• Problem statement: Copy out exactly the lines below that run from the one holding "tomball: What shell" to the one holding "twoboxen: Ok, I", keeping both of those lines and no others.

____ Provided records

PR #676, opened 2015-12-09
Fix cyclic reference leaks in ReferenceQueue

### LINKED ISSUE #675: WeakHashMap leaks through ReferenceQueue
I found my app was leaking `JavaUtilWeakHashMap_Entry`. Digging further, I found the app was also leaking `JavaLangRefWeakReference`. The root cause appears to be that `ReferenceQueue` uses a cyclic reference when the queue only has one entry ([source](https://github.com/google/j2objc/blob/21a9ef27754da9a31bba262854cf74fbe94ccb87/jre_emul/android/libcore/luni/src/main/java/java/lang/ref/ReferenceQueue.java#L137)):

```java
reference.queueNext = reference;
```

As a result, this method leaks:

```java
@AutoreleasePool
public static void testWeakHashMap() {
  WeakHashMap<Object, String> m = new WeakHashMap<>();
  m.put(new Object(), "some value");
}
```

And this too (you'll recognize this is adopted from [WeakReferenceTest](https://github.com/google/j2objc/blob/21a9ef27754da9a31bba262854cf74fbe94ccb87/jre_emul/Tests/java/lang/ref/WeakReferenceTest.java#L79)):

```java
@AutoreleasePool
public static void testQueuedWeakReference() {
  final boolean[] dealloced = { false };
  ReferenceQueue<? super Object> queue = new ReferenceQueue<Object>();
  for (@AutoreleasePool int i = 0; i < 1; i++) {
    Object referent = new Object() {
      public void finalize() {
        dealloced[0] = true;
      }
    };
    weakRef = new WeakReference<Object>(referent, queue);
  }

  if (weakRef.get() != null) {
    throw new AssertionError("Should be null");
  }
}
```

I've made a [gist](https://gist.github.com/lukhnos/f628a45939cba16d3f11) that can be run in Instruments. A PR will also be up soon.

lukhnos:
This fixes #675 by using a sentinel object to mark that a `Reference` is the only entry in the queue. I followed @kstanger's [previous fix for ConcurrentLinkedQueue](https://github.com/google/j2objc/commit/db2597b64e3cd8ce18a6d8832df08b35a7a7b529) for the naming convention.

After this I no longer see the leaks in [my test case](https://gist.github.com/lukhnos/f628a45939cba16d3f11), and an app of mine that uses a lot of `WeakHashMap` no longer leaks.

One thing I don't fully understand is under which condition a `ReferenceQueue` may still have entries not removed by `poll()` (and therefore it leaves to the translated queue's `-dealloc` to clean up the `head`) , but I'm definitely interested in using this chance to learn more about J2ObjC's weak-referencing mechanism.

### DIFF
--- a/jre_emul/android/libcore/luni/src/main/java/java/lang/ref/ReferenceQueue.java
+++ b/jre_emul/android/libcore/luni/src/main/java/java/lang/ref/ReferenceQueue.java
@@ -29,6 +29,9 @@ public class ReferenceQueue<T> {
 
     private Reference<? extends T> head;
 
+    // j2objc: Use a sentinel to avoid the "reference.queueNext = reference" leak.
+    private final Reference<? extends T> SENTINEL = new WeakReference<>(null, null);
+
     /**
      * Constructs a new instance of this class.
      */
@@ -52,7 +55,7 @@ public class ReferenceQueue<T> {
 
         ret = head;
 
-        if (head == head.queueNext) {
+        if (SENTINEL == head.queueNext) {
             head = null;
         } else {
             head = head.queueNext;
@@ -134,7 +137,7 @@ public class ReferenceQueue<T> {
      */
     synchronized void enqueue(Reference<? extends T> reference) {
         if (head == null) {
-            reference.queueNext = reference;
+            reference.queueNext = SENTINEL;
         } else {
             reference.queueNext = head;
         }


kstanger:
This looks good. I'll wait for the Travis build result before merging.

PR #700, opened 2016-02-03
fixing head to build with public xmlpull headers

twoboxen:
XMLPull headers should be public (actually, most of these private headers should be).  I'm not sure of the advantage of hiding headers to statically linked classes.  Making them private just ensures that no one can use them (not even linking in their own transpiled then compiled versions).

Also, I had to take the translated headers copying out of a subshell to get "make dist" to work.  It seems that there is some sort of race condition.

### DIFF
--- a/jre_emul/Makefile
+++ b/jre_emul/Makefile
@@ -206,8 +206,8 @@ dist_includes: $(BUILD_DIR)/.jre_dist_includes
 $(BUILD_DIR)/.jre_dist_includes: $(PUBLIC_TRANSLATED_HEADERS:%=$(GEN_OBJC_DIR)/%) \
     $(PUBLIC_EMULATION_HEADERS:%=$(EMULATION_CLASS_DIR)/%) | $(DIST_INCLUDE_DIR)
 	@echo copying jre_emul header files
-	@(cd $(EMULATION_CLASS_DIR) && tar cf - \
-	    $(PUBLIC_EMULATION_HEADERS:$(EMULATION_CLASS_DIR)/%=%)) \
+	@cd $(EMULATION_CLASS_DIR) && tar cf - \
+	    $(PUBLIC_EMULATION_HEADERS:$(EMULATION_CLASS_DIR)/%=%) \
 	    | (cd $(DIST_INCLUDE_DIR); tar xfp -)
 	@(cd $(GEN_OBJC_DIR) && tar cf - \
 	    $(PUBLIC_TRANSLATED_HEADERS:$(GEN_OBJC_DIR)/%=%)) \
--- a/jre_emul/java_sources.mk
+++ b/jre_emul/java_sources.mk
@@ -1110,7 +1110,12 @@ JAVA_PUBLIC_SOURCES_XML = \
   org/xml/sax/helpers/ParserFactory.java \
   org/xml/sax/helpers/XMLFilterImpl.java \
   org/xml/sax/helpers/XMLReaderAdapter.java \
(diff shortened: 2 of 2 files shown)


twoboxen:
I signed it!

jre_emul/Makefile
```diff
@@ -206,8 +206,8 @@ dist_includes: $(BUILD_DIR)/.jre_dist_includes
 $(BUILD_DIR)/.jre_dist_includes: $(PUBLIC_TRANSLATED_HEADERS:%=$(GEN_OBJC_DIR)/%) \
     $(PUBLIC_EMULATION_HEADERS:%=$(EMULATION_CLASS_DIR)/%) | $(DIST_INCLUDE_DIR)
 	@echo copying jre_emul header files
-	@(cd $(EMULATION_CLASS_DIR) && tar cf - \
-	    $(PUBLIC_EMULATION_HEADERS:$(EMULATION_CLASS_DIR)/%=%)) \
+	@cd $(EMULATION_CLASS_DIR) && tar cf - \
```
kstanger: So this was the only header copying command that gave you issues? How strange.

At first glance it seems that removing the sub shell would leave the shell in a different directory (EMULATION_CLASS_DIR) when entering the sub shell on line 211. I believe this would have been the original reason for the sub shell. Does this not affect the final destination of the headers?

twoboxen: Yeah i agree.  all the files look ok, but I ran it a bunch of times until this finally worked.  I'm not sure that these lines should remain.  i can just hack these in whenever I need to create a build.  Though I have no idea why I'm the unique snowflake environment....

kstanger: It's possible that the subshell isn't necessary. According to this a subshell is implied by the pipe:
http://stackoverflow.com/questions/5760640/left-side-of-pipe-is-the-subshell

twoboxen: Well, that would certainly make it easier to read the makefiles... but
that's in a lot of places :-/

kstanger: When I try this change locally, I'm getting "./dist/include: No such file or directory". The pipe has higher precedence than the "&&" so the initial change directory is not run in a subshell.

Could you try switching the "&&" with a ";" while preserving the subshell brackets. Just to see if it works for you. Another thing to try is pushd and popd commands.

tomball: What shell are you running? (run "ps" to double-check) We all use the OSX
default, bash.

twoboxen: zsh, but i've tried bash, sh also (with same results)

twoboxen: Ok, I don't think that fix actually fixed anything (same problem)
copying jre_emul header files
tar: Unrecognized archive format
tar: Error exit delayed from previous errors.
make[1]: *** [/Users/mhawkins/src/j2objc/jre_emul/build_result/.jre_dist_includes] Error 1
make[1]: *** Waiting for unfinished jobs....
make: *** [jre_emul_dist] Error 2

I'm guessing the files were copied there when I ran the command manually... which allowed the build to finish.

If I ONLY change that line, the files aren't copied, but the "copy headers" phase completes.  The problem later comes when 'IOSClass.h' isn't found... because it wasn't actually copied to dist/include

twoboxen:
So I can't use HEAD due to https://github.com/google/j2objc/issues/701, but I found a fix to the problem you can see in this replacement PR (https://github.com/google/j2objc/pull/702).

This actually is a PR against the 1.0.0 tag.  we can close this one.

PR #745, opened 2023-07-26
Improve worker

mrmacete:
This change contains two minor fixes:

- Fix typo in worker.js `_dispatchMessage()`
  - so that `console.log` works from within the worker
- Pass `program` to worker's core init
  - so that js exceptions can be generated without segfaulting


oleavr:
Thanks! 🤘 (Just rebased to tweak the commit messages.)

PR #751, opened 2023-09-25
gumjs: Avoid segfault in file and database when Interceptor is not there

mrmacete:
This fixes the use case where `SQLiteDatabase` and `File` apis are used from within a Worker.

### DIFF
--- a/bindings/gumjs/gumquickmacros.h
+++ b/bindings/gumjs/gumquickmacros.h
@@ -193,7 +193,7 @@
       if (core->interceptor != NULL) \
       { \
         gum_interceptor_ignore_current_thread ( \
-              core->interceptor->interceptor); \
+            core->interceptor->interceptor); \
       } \
     }
 #define GUMJS_INTERCEPTOR_UNIGNORE() \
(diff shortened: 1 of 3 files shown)


bindings/gumjs/gumquickmacros.h
```diff
@@ -188,5 +188,21 @@
               GumQuickArgs * args, \
               int flags, \
               GumQuickCore * core)
+#define GUMJS_INTERCEPTOR_IGNORE() \
+    { \
+      if (core->interceptor != NULL) \
+      { \
+        gum_interceptor_ignore_current_thread ( \
+              core->interceptor->interceptor); \
```
oleavr, line 196: Hanging indent should be 4 spaces.

bindings/gumjs/gumquickmacros.h
```diff
@@ -188,5 +188,21 @@
...
+      } \
+    }
+#define GUMJS_INTERCEPTOR_UNIGNORE() \
+    { \
+      if (core->interceptor != NULL) \
+      { \
+        gum_interceptor_unignore_current_thread ( \
+                core->interceptor->interceptor); \
```
oleavr, line 204: Hanging indent should be 4 spaces.

oleavr (changes requested):
Yay, nice! 🤘

PR #752, opened 2023-10-09
Fix NativePointer from number for 32-bit BE.

forky2:
Fix new NativePointer(number) for 32-bit BE architectures (e.g. ARM BE8).

This union which overlaps gpointer and int64_t fails to allow extraction of
gpointer when architecture is 32-bit big endian. For that combination padding
is required, which this patch adds only for that combination.

### DIFF
--- a/bindings/gumjs/gumquickvalue.c
+++ b/bindings/gumjs/gumquickvalue.c
@@ -1370,11 +1370,12 @@ _gum_quick_native_pointer_parse (JSContext * ctx,
 #else
     union
     {
-        struct {
-            gpointer _pad;
-            gpointer p;
-        };
-        int64_t i;
+      struct
+      {
+        gpointer _pad;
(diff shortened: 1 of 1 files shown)


bindings/gumjs/gumquickvalue.c
```diff
@@ -1361,11 +1361,22 @@ _gum_quick_native_pointer_parse (JSContext * ctx,
...
       int64_t i;
     } v;
+#else
+    union
+    {
+        struct {
+            gpointer _pad;
+            gpointer p;
+        };
+        int64_t i;
```
oleavr, line 1377:
```suggestion
      struct
      {
        gpointer _pad;
        gpointer p;
      };
      int64_t i;
```

oleavr (approved):
Thanks, great catch! 🙌

PR #758, opened 2023-11-23
process: add get_main_module()

mrmacete:
This returns a copy of the details of the module which represents the main executable of the process.

It is exposed to JS via the `Process.mainModule` property (where it's cached because the main module is constant during the process' lifetime).

For darwin this is implemented by getting the first loaded module for which the Mach-O header's `filetype` is set to `MH_EXECUTE`. For all other archs it is currently just the first loaded module (equivalent to `Process.enumerateModules()[0]`).

### DIFF
--- a/bindings/gumjs/gumquickprocess.c
+++ b/bindings/gumjs/gumquickprocess.c
@@ -110,7 +110,7 @@ static void gum_quick_exception_handler_free (
 static gboolean gum_quick_exception_handler_on_exception (
     GumExceptionDetails * details, GumQuickExceptionHandler * handler);
 
-static void gumjs_free_main_module (GumQuickProcess * self);
+static void gumjs_free_main_module_value (GumQuickProcess * self);
 
 static const JSCFunctionListEntry gumjs_process_entries[] =
 {
@@ -146,7 +146,7 @@ _gum_quick_process_init (GumQuickProcess * self,
 
   self->module = module;
   self->core = core;
-  self->main_module = JS_UNINITIALIZED;
+  self->main_module_value = JS_UNINITIALIZED;
 
   _gum_quick_core_store_module_data (core, "process", self);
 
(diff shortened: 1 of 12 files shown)


gum/gumprocess.h
```diff
@@ -209,6 +209,7 @@ GUM_API gboolean gum_process_resolve_module_pointer (gconstpointer ptr,
     gchar ** path, GumMemoryRange * range);
 GUM_API void gum_process_enumerate_modules (GumFoundModuleFunc func,
     gpointer user_data);
+GUM_API GumModuleDetails * gum_process_get_main_module (void);
```
oleavr, line 212:
```suggestion
GUM_API const GumModuleDetails * gum_process_get_main_module (void);
```

- Since the main module won't change, it would be good to return a borrowed pointer to the details. We can use the `g_once*()` API to do this lazily and thread-safe.
- Nit: Perhaps we should move it up, just before `resolve_module_pointer()`, as it's the "main" thing, and looking at other modules is going further into the details.

bindings/gumjs/gumquickprocess.c
```diff
@@ -182,6 +186,18 @@ gumjs_get_parent_module (GumQuickCore * core)
...
+GUMJS_DEFINE_GETTER (gumjs_process_get_main_module)
+{
+  GumQuickProcess * self;
+
+  self = gumjs_get_parent_module (core);
+
+  if (self->main_module == NULL)
+    self->main_module = gum_process_get_main_module ();
+
+  return _gum_quick_module_new (ctx, self->main_module, self->module);
```
oleavr, line 198: Perhaps we should cache the JS wrapper?

oleavr (changes requested):
Yay, this is awesome! :metal:

gum/gumprocess.h
mrmacete: done

bindings/gumjs/gumquickprocess.c
mrmacete: done for quickjs, not super sure how to do it in v8, is there any example around?

oleavr: Yay! For V8, there's an example where we store it [here](https://github.com/frida/frida-gum/blob/ed4f17176f8671af93fbbb9afdbb584fb7825bf6/bindings/gumjs/gumv8interceptor.cpp#L394-L395), and then [use it](https://github.com/frida/frida-gum/blob/ed4f17176f8671af93fbbb9afdbb584fb7825bf6/bindings/gumjs/gumv8interceptor.cpp#L633-L634) at a later point.

PR #765, opened 2023-12-19
Add JS bindings for fast interceptor

WorksButNotTested:


bindings/gumjs/gumquickinterceptor.c
```diff
@@ -719,6 +721,75 @@ gum_quick_replace_entry_free (GumQuickReplaceEntry * entry)
...
+
+    goto propagate_exception;
+  }
+propagate_exception:
+  {
+    gum_quick_replace_entry_free (entry);
+
+    return JS_EXCEPTION;
+  }
+}
```
oleavr, line 791: There's quite some duplicated logic here (and in the V8 counterpart) -- would be good to refactor this. Perhaps `gum_quick_replace_entry_new()`, a function to "register" the entry (that does the counter bump + hash table insertion), and a helper to throw based on the `GumReplaceReturn`.

oleavr (changes requested):
Yay, thanks for doing this! 🙌

bindings/gumjs/gumquickinterceptor.c
WorksButNotTested: Refactored, also for v8.

PR #769, opened 2024-01-10
stalker: copy register branch instructions on arm64

mrmacete:
Instead of replacing them with functionally-equivalent ones, so that any pointer authentication context is used as expected.


oleavr:
Yay! 🚀 Thanks! 🙌

PR #771, opened 2024-01-15
Add Cloak module

mrmacete:
This change adds the `Cloak` module, exposing the add / remove / query apis from `gumcloak.h`. This module is exposed to the Worker too.

There are 2 more loosely related changes:
- add a missing call to `gum_cloak_add_range` in Interceptor to cloak the thunks on arm64
- fix the docs of `gum_cloak_clip_range` to describe the actual semantics of the return value

### DIFF
--- a/bindings/gumjs/gumquickcloak.c
+++ b/bindings/gumjs/gumquickcloak.c
@@ -1,0 +1,217 @@
+/*
+ * Copyright (C) 2024 Francesco Tamagni <mrmacete@protonmail.ch>
+ *
+ * Licence: wxWindows Library Licence, Version 3.1
+ */
+
+#include "gumquickcloak.h"
+
+#include "gumquickmacros.h"
+
+#include <gum/gumcloak.h>
+
+GUMJS_DECLARE_FUNCTION (gumjs_cloak_add_thread)
+GUMJS_DECLARE_FUNCTION (gumjs_cloak_remove_thread)
+GUMJS_DECLARE_FUNCTION (gumjs_cloak_has_thread)
+
+GUMJS_DECLARE_FUNCTION (gumjs_cloak_add_range)
+GUMJS_DECLARE_FUNCTION (gumjs_cloak_remove_range)
+GUMJS_DECLARE_FUNCTION (gumjs_cloak_has_range_containing)
+GUMJS_DECLARE_FUNCTION (gumjs_cloak_clip_range)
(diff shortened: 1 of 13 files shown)


bindings/gumjs/gumquickcloak.c
```diff
@@ -0,0 +1,218 @@
...
+  return JS_NewBool (ctx, gum_cloak_has_thread (thread_id));
+}
+
+GUMJS_DEFINE_FUNCTION (gumjs_cloak_add_range)
+{
+  gpointer address;
+  gsize size;
+  GumMemoryRange range;
+
+  if (!_gum_quick_args_parse (args, "pZ", &address, &size))
```
oleavr, line 111: Would be good to use a range object at the public API level, for `addRange()` and `removeRange()`, like we do in `Stalker.exclude()`. The C/C++ code can be kept as is, and like `Stalker.exclude()` we can unwrap the object in `runtime/core.js` and call the underscore-prefixed implementation.

bindings/gumjs/gumquickcloak.c
```diff
@@ -0,0 +1,218 @@
...
+GUMJS_DECLARE_FUNCTION (gumjs_cloak_add_range)
+GUMJS_DECLARE_FUNCTION (gumjs_cloak_remove_range)
+GUMJS_DECLARE_FUNCTION (gumjs_cloak_has_range_containing)
+GUMJS_DECLARE_FUNCTION (gumjs_cloak_clip_range)
+
+GUMJS_DECLARE_FUNCTION (gumjs_cloak_add_file_descriptor)
+GUMJS_DECLARE_FUNCTION (gumjs_cloak_remove_file_descriptor)
+GUMJS_DECLARE_FUNCTION (gumjs_cloak_has_file_descriptor)
+
+
```
oleavr, line 26: Extra blank line.

oleavr (changes requested):
w00t! :metal:

bindings/gumjs/gumquickcloak.c
mrmacete: done!

bindings/gumjs/gumquickcloak.c
mrmacete: done! thanks

mrmacete:
lol i broke tests again, checking

PR #772, opened 2024-01-15
interceptor: Check lib prefix anyways in claiming grafts on arm64

mrmacete:
This change is needed because since iOS 17, Xcode can load the `/private/preboot/Cryptexes/OS/usr/lib/libLogRedirect.dylib` library (there’s also a macOS counterpart:
`/System/Cryptexes/OS/usr/lib/libLogRedirect.dylib`) which uses interposing for wrapping a bunch of commonly used (and commonly hooked) symbols.

Since those libraries are not in the dyld cache, Frida was flagging them as non-system libraries, making Interceptor fail loudly (instead of silently) if no direct import grafts were found in the loaded binaries for those symbols.

This change adds a check for `/private/preboot` prefix, and now the prefix check is in OR with the dyld cache one instead of being mutually exclusive.

### DIFF
--- a/gum/backend-arm64/guminterceptor-arm64.c
+++ b/gum/backend-arm64/guminterceptor-arm64.c
@@ -586,22 +586,28 @@ gum_compare_grafted_hook (const void * element_a,
 static gboolean
 gum_is_system_module (const gchar * path)
 {
-  static gboolean initialized = FALSE;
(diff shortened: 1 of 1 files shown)


oleavr:
Nice catch!! Thanks! :raised_hands:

________

• Your solution:
tomball: What shell are you running? (run "ps" to double-check) We all use the OSX
default, bash.

twoboxen: zsh, but i've tried bash, sh also (with same results)

twoboxen: Ok, I don't think that fix actually fixed anything (same problem)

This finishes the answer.